Love the painting. It's very, very nice.


----------



## Maglily (Feb 3, 2009)

Maglily said:


> Oh my goodness, what a sweet little girl. Look at those eyes!
> 
> and Penny looks adorable, I had to cut Jodi's long coat too. His was too cottony and was too much for me to manage. And how lucky to win the painting, it's beautiful.


 
and I forgot, Happy Birthday Penny!


----------



## SammieMom (Nov 13, 2010)

OMG she is beautiful. I love her hair. :thumbsup: but i understand wanting to cut them too. Happy Birthday Penny. I love her name too.:wub:


----------



## Silkmalteselover (Apr 1, 2010)

:wub: Maureen Your grandchild is stunnning! :w00t: WOW what beautiful eyes..I hope you get to give enough hugs to that precious one! And Miss Penny is looking cute too! Thanks for sharing.:aktion033:


----------



## mommatee (Jul 20, 2010)

I agree with others! Seems like just last month you were deciding on a name! Happy Birthday Penny Lane! Chloe's birthday was this month also. She was 2 yrs old. Your granddaughter is absolutely beautiful!!! Such pretty eyes.


----------



## Piccolina (Dec 25, 2009)

Just a d o r a b l e :cheer: H A P P Y B I R T H D A Y


----------



## hoaloha (Jan 27, 2012)

Beautiful birthday pup and super cute granddaughter!


----------



## mamapajamas (Apr 12, 2009)

Happy birthday, beautiful Penny! :wub:

And-- Oh, my gosh! What beautiful eyes your granddaughter has! :wub: They are absolutely arresting. And, no-- I do NOT think she could be a model-- no one would be able to take their eyes off of HER eyes long enough to see what she's wearing! B)

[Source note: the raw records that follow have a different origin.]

Issue #1963, opened 2021-08-06
Support Kotlin Coroutines


bastrich:
Currently Elastic Apm Java Agent doesn't support tracing context inside Kotlin Coroutines. And when you use Elastic Apm in Kotlin project, tracing doesn't work inside coroutines. So it would be quite useful to have Elastic Apm suppurt for Kotlin Coroutines.

I think the best solution is to implement Elastic Apm Java Agent Plugin for supporting Kotlin Coroutines.

Alternatively we can pass tracing context manually to kotlin coroutine context. But that doesn't allow other plugins to work correctly and adds a lot of boilerplate code.

samuelbirocchi:
Any news on this?

jackshirazi:
Hi Kotliners. It's unlikely that Elastic will put resources into this any time soon. Ideally the Kotlin community would add this into the agent. Here's some options
1. We've recently published a [Plugin API with examples](https://www.elastic.co/blog/create-your-own-instrumentation-with-the-java-agent-plugin) which maybe would assist adding this capability
2. Or more effortful would be a PR adding a plugin directly in the agent in this repo
3. Elastic APM accepts OpenTelemetry comms, so if there is an OpenTelemetry Kotlin agent that instruments coroutines, that might be an option

PR #1964, opened 2021-08-06
Implement Kotlin Coroutines Plugin

bastrich:
Implemented #1963 

Here I build CoroutineInterceptor and CoroutineWrapper classes manually with ByteBuddy and in the local scope of the advice method. Otherwise, if I build them in another static context or just write like simple Java/Kotlin classes, I get ClassDefNotFoundError for Kotlin classes when integrating with traced applications. I don't know why, but building classes with ByteBuddy in the local scope of advice function resolved that issue. And I wrote an integration test for such case.

- [x] This is a new plugin

### DIFF
--- a/apm-agent-plugins/apm-kotlin-concurrent-plugin/src/main/java/co/elastic/apm/agent/kotlinconcurrent/CoroutineConstructorAdvice.java
+++ b/apm-agent-plugins/apm-kotlin-concurrent-plugin/src/main/java/co/elastic/apm/agent/kotlinconcurrent/CoroutineConstructorAdvice.java
@@ -1,0 +1,164 @@
+/*
+ * Licensed to Elasticsearch B.V. under one or more contributor
+ * license agreements. See the NOTICE file distributed with
+ * this work for additional information regarding copyright
+ * ownership. Elasticsearch B.V. licenses this file to you under
+ * the Apache License, Version 2.0 (the "License"); you may
+ * not use this file except in compliance with the License.
+ * You may obtain a copy of the License at
+ *
+ *   http://www.apache.org/licenses/LICENSE-2.0
+ *
+ * Unless required by applicable law or agreed to in writing,
+ * software distributed under the License is distributed on an
+ * "AS IS" BASIS, WITHOUT WARRANTIES OR CONDITIONS OF ANY
+ * KIND, either express or implied.  See the License for the
+ * specific language governing permissions and limitations
+ * under the License.
+ */
+package co.elastic.apm.agent.kotlinconcurrent;
+
+import co.elastic.apm.agent.bci.TracerAwareInstrumentation;
+import co.elastic.apm.agent.impl.transaction.AbstractSpan;
+import kotlin.coroutines.AbstractCoroutineContextElement;
+import kotlin.coroutines.Continuation;
+import kotlin.coroutines.ContinuationInterceptor;
+import kotlin.coroutines.CoroutineContext;
+import net.bytebuddy.ByteBuddy;
+import net.bytebuddy.asm.Advice;
+import net.bytebuddy.description.modifier.Visibility;
+import net.bytebuddy.dynamic.loading.ClassLoadingStrategy;
+import net.bytebuddy.implementation.FieldAccessor;
+import net.bytebuddy.implementation.MethodCall;
+import net.bytebuddy.implementation.bytecode.assign.Assigner;
+
+import java.lang.reflect.InvocationTargetException;
+
+import static net.bytebuddy.matcher.ElementMatchers.named;
+
+public abstract class CoroutineConstructorAdvice {
+    public static final ByteBuddy byteBuddy = new ByteBuddy();
+    public static final Object continuationTracingWrapperClassMonitor = new Object();
+    public static final Object tracingContinuationInterceptorClassMonitor = new Object();
+
+    private CoroutineConstructorAdvice() {
+    }
+
+    @Advice.OnMethodEnter(suppress = Throwable.class)
+    public static void onEnter(@Advice.Argument(value = 0, readOnly = false) CoroutineContext coroutineContext)
+        throws NoSuchMethodException, InvocationTargetException, InstantiationException, IllegalAccessException {
+
+        final AbstractSpan<?> context = TracerAwareInstrumentation.tracer.getActive();
+        if (context != null) {
+            context.incrementReferences();
+
+            Class<?> continuationTracingWrapperClass;
+            try {
+                continuationTracingWrapperClass = Class.forName("ContinuationTracingWrapper");
+            } catch (ClassNotFoundException e) {
+                synchronized (continuationTracingWrapperClassMonitor) {
+                    try {
+                        continuationTracingWrapperClass = Class.forName("ContinuationTracingWrapper");
+                    } catch (ClassNotFoundException classNotFoundException) {
+                        continuationTracingWrapperClass = byteBuddy
+                            .subclass(Continuation.class)
+                            .modifiers(Visibility.PUBLIC)
+                            .name("ContinuationTracingWrapper")
+                            .defineField("span", AbstractSpan.class, Visibility.PRIVATE)
+                            .defineField("continuation", Continuation.class, Visibility.PRIVATE)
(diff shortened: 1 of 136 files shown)


bastrich:
Do I need to change project.version manually or here is automatic version bump?

bastrich:
@felixbarny should I add you to this PR? or how can it be reviewed?

thecloudgeek:
can we get this one implemented soon?

bastrich:
> can we get this one implemented soon?

not sure, see this thread on the forum - https://discuss.elastic.co/t/support-kotlin-coroutines/281846

patiramyadav:
> > can we get this one implemented soon?
> 
> @thecloudgeek not sure, see this thread on the forum - https://discuss.elastic.co/t/support-kotlin-coroutines/281846
> 
> but generally it works, you can copy the source code and build your own plugin

@bastrich How do I use this plugin in kotlin gradle based project? I have cloned this project and built locally. I have plugin jar file now.

patiramyadav:
```
2021-09-29 22:35:46,770 [reactor-http-nio-3] DEBUG co.elastic.apm.agent.mdc.MdcActivationListener - Class loader jdk.internal.loader.ClassLoaders$AppClassLoader@9e89d68 cannot load log4j API
java.lang.ClassNotFoundException: org.apache.log4j.MDC
	at jdk.internal.loader.BuiltinClassLoader.loadClass(BuiltinClassLoader.java:581) ~[?:?]
	at jdk.internal.loader.ClassLoaders$AppClassLoader.loadClass(ClassLoaders.java:178) ~[?:?]
	at java.lang.ClassLoader.loadClass(ClassLoader.java:522) ~[?:?]
	at co.elastic.apm.agent.mdc.MdcActivationListener$2.get(MdcActivationListener.java:74) ~[elastic-apm-agent-1.26.1-SNAPSHOT.jar:?]
	at co.elastic.apm.agent.mdc.MdcActivationListener$2.get(MdcActivationListener.java:68) ~[elastic-apm-agent-1.26.1-SNAPSHOT.jar:?]
	at co.elastic.apm.agent.cache.WeakKeySoftValueLoadingCache$CacheValue.<init>(WeakKeySoftValueLoadingCache.java:119) ~[elastic-apm-agent-1.
```
I have 
```
    // logging deps
    implementation 'io.github.microutils:kotlin-logging:1.7.2'
```

apm-agent-plugins/apm-kotlin-concurrent-plugin/src/main/java/co/elastic/apm/agent/kotlinconcurrent/CoroutineConstructorAdvice.java
```diff
@@ -0,0 +1,166 @@
...
+
+public abstract class CoroutineConstructorAdvice {
+    public static final ByteBuddy byteBuddy = new ByteBuddy();
+    public static final Object continuationTracingWrapperClassMonitor = new Object();
+    public static final Object tracingContinuationInterceptorClassMonitor = new Object();
+
+    private CoroutineConstructorAdvice() {
+    }
+
+    @Advice.OnMethodEnter(suppress = Throwable.class)
```
patiramyadav, line 46: Here I think we also need to include ```inline=false``` like: ```@Advice.OnMethodEnter(suppress = Throwable.class, inline = false)```

jerryjpark:
Is there anything that needs to be configured like JVM configs for this AOP code to work? I'm getting below error when I launch the application from CLI. It is currently working for me only when I run the application in IntelliJ IDEA.

`java.lang.IllegalStateException: Error invoking (accessor)::defineClass
	at co.elastic.apm.agent.shaded.bytebuddy.dynamic.loading.ClassInjector$UsingReflection$Dispatcher$UsingUnsafeInjection.defineClass(ClassInjector.java:1024)
	at co.elastic.apm.agent.shaded.bytebuddy.dynamic.loading.ClassInjector$UsingReflection.injectRaw(ClassInjector.java:276)
	at co.elastic.apm.agent.shaded.bytebuddy.dynamic.loading.ClassInjector$AbstractBase.inject(ClassInjector.java:113)
	at co.elastic.apm.agent.shaded.bytebuddy.dynamic.loading.ClassLoadingStrategy$Default$InjectionDispatcher.load(ClassLoadingStrategy.java:233)
	at co.elastic.apm.agent.shaded.bytebuddy.dynamic.loading.ClassLoadingStrategy$Default.load(ClassLoadingStrategy.java:144)
	at co.elastic.apm.agent.shaded.bytebuddy.dynamic.TypeResolutionStrategy$Passive.initialize(TypeResolutionStrategy.java:100)
	at co.elastic.apm.agent.shaded.bytebuddy.dynamic.DynamicType$Default$Unloaded.load(DynamicType.java:6154)
	at kotlinx.coroutines.AbstractCoroutine.<init>(AbstractCoroutine.kt:35)
	at kotlinx.coroutines.AbstractCoroutine.<init>(AbstractCoroutine.kt:41)
	at kotlinx.coroutines.future.CompletableFutureCoroutine.<init>(Future.kt:51)
	at kotlinx.coroutines.future.FutureKt.future(Future.kt:42)
`

bastrich:
@jerryjpark how do you build and add an elastic apm dependency? which kotlin version?

jerryjpark:
@bastrich thanks for your reply. I don't have access to my computer now and I won't for couple more days.

I should've shared with you more of the stack trace. The underlying reason (which may or may not be apparent in the stack trace I shared above) is because the Coroutine class the complaining classloader was looking for was not available to the classloader. So, yes it could have to do with the particular version of the class binary the claasloader was looking for. So, I matched the (provided scope) Kotlin dependencies for your plugin to the version of Kotlin used in our project (1.5.0) and rebuilt the plugin to rule out version mismatch as an issue. Still, I cannot say for sure that it is not a version mismatch issue until I debug the Gradle package part. 

We are using Gradle and Gradle plugin to package our application with all its dependencies. We are clearly providing the correct version of the Kotlin dependencies that your plugin expects (at least per the Gradle project def).

Once I return to work, I plan to inspect the fat jar file to begin with to make sure the runtime Kotlin dependencies make to where they should be. Then, I will debug the class loaders if there can an issue for the Kotlin dependency to be found by the relevant classloader that throws CNFE.

samuelbirocchi:
Is this dead?

Reizinixc:
Does anyone have a plan or picked this up recently? It seems the PR is out-of-date for a while.

My team would like to use this to implement a new service instead of doing a workaround like the existing one.

Although we're absolute novices, we may consider making some changes to this.

Currently, I successfully converted the code that uses reflection to non-reflection, but it's very limited and still breaks the app for some cases, e.g.,
* Only `-javaagent` works, `apm-agent-attach` fails miserably to find `kotlinx.coroutines.AbstractCoroutine` (not sure yet why)
* Using a `suspend` function without `async` (need to add code to support thread switching). For instance,
   ```kotlin
   coroutineScope {
       val span = ElasticApm.currentSpan().startSpan("db", "mariadb", "query")

       span.setName("SELECT subdivisions").activate().use {
           fun dashIfEmpty(s: String) = if (s == "") "-" else s

           println("1 - ${ElasticApm.currentTransaction().id.let(::dashIfEmpty)}: ${ElasticApm.currentSpan().id.let(::dashIfEmpty)} (${Thread.currentThread().name})")
           delay(300L)
           println("1A - ${ElasticApm.currentTransaction().id.let(::dashIfEmpty)}: ${ElasticApm.currentSpan().id.let(::dashIfEmpty)} (${Thread.currentThread().name})")
           span.end()
       }
   }
   ```
   ```
   1 - c99bfe8ce5f05d85: a57e817c550748c9 (http-nio-8080-exec-1)
   2022-11-14 09:57:06,835 [http-nio-8080-exec-1] WARN  co.elastic.apm.agent.impl.ActiveStack - Deactivating a context ('ExampleController#controller' 00-b7beea814b3b854c500e814a55408e1e-c99bfe8ce5f05d85-01 (595962ca)) which is not the currently active one ('SELECT subdivisions' 00-b7beea814b3b854c500e814a55408e1e-a57e817c550748c9-01 (4a06cfe3)). This can happen when not properly deactivating a previous span or context.
   1A - -: - (kotlinx.coroutines.DefaultExecutor)
   ```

Penny looks so much like Button did at that age. But then, I, too, had to clip her because of the density of her hair. It got to be too much for me to handle with my back problems, and not fair to her. You must do what you think is best for Penny, of course.


----------



## allheart (Oct 3, 2008)

Happy Birthday GORGEOUS Penny!!!! Oh my, and your grandaughter is adorable!!!!


----------



## Summergirl73 (Sep 18, 2011)

artytime: Happy Birthday Penny! You are such a beautiful girl ♥.


----------



## edelweiss (Apr 23, 2010)

Oh MY< MY<MY!!!
I LOVE your malts truly, so beautiful and dainty---but I'll take the grandaughter! No, on 2nd thought I won't, but I would if I could! She is one of the most beautiful little girls I think I have ever seen, and she looks sooooo sweet! How old is she? I love her little smile and those eyes---they can talk! Maureen, you are so blessed!
Happy Birthday Ms. Penny---scary how fast she turned one.


----------



## Furbabies mom (Jul 25, 2011)

Happy Birthday Penny , you are beautiful! Your granddaughter is a living doll!


----------



## The A Team (Dec 1, 2005)

Maureen! You are surrounded by cuteness!!!!!! My gosh, your grandaughter is gorgeous!! .....the eyes have it!! :wub:


And Penny Lane, what can I say, I think she is one of the most beautiful malts ever. And as beautiful as her hair is, I bet you'll love her cut short even better! I'd love to see her cut like Ava, I bet they look like twins!!!!:aktion033:


----------



## aprilb (Jul 9, 2010)

Penny is already 1??? She is gorgeous!!!:wub::wub: Your grandaughter is gorgeous, too-her eyes are beautiful!!!:wub: Love the painting-it looks just like Penny. Thank you for the "eye candy".:wub::wub:


----------



## Orla (Jul 5, 2009)

Happy Birthday Penny!! She is so pretty! :wub:

And your granddaughter is adorable!


----------



## Maisie and Me (Mar 12, 2009)

Wow Maureen, You are just surrounded by perfection!!! Those were three fabulous pictures:wub:. Your grand-daughter is absolutely precious.


----------



## Johita (Jul 10, 2009)

WOW WOW WOW!!! All three pics are just beautiful! Love little Penny Lane's coat - what a stunner. And your granddaughter is gorgeous - love her eyes!


----------



## chichi (Apr 12, 2007)

Bueatuiful puppies and granddaughter. Happy Birthday Penny!!:chili::chili:


----------



## silverhaven (Sep 6, 2009)

Maglily said:


> Oh my goodness, what a sweet little girl. Look at those eyes!
> and Penny looks adorable, I had to cut Jodi's long coat too. His was too cottony and was too much for me to manage. And how lucky to win the painting, it's beautiful.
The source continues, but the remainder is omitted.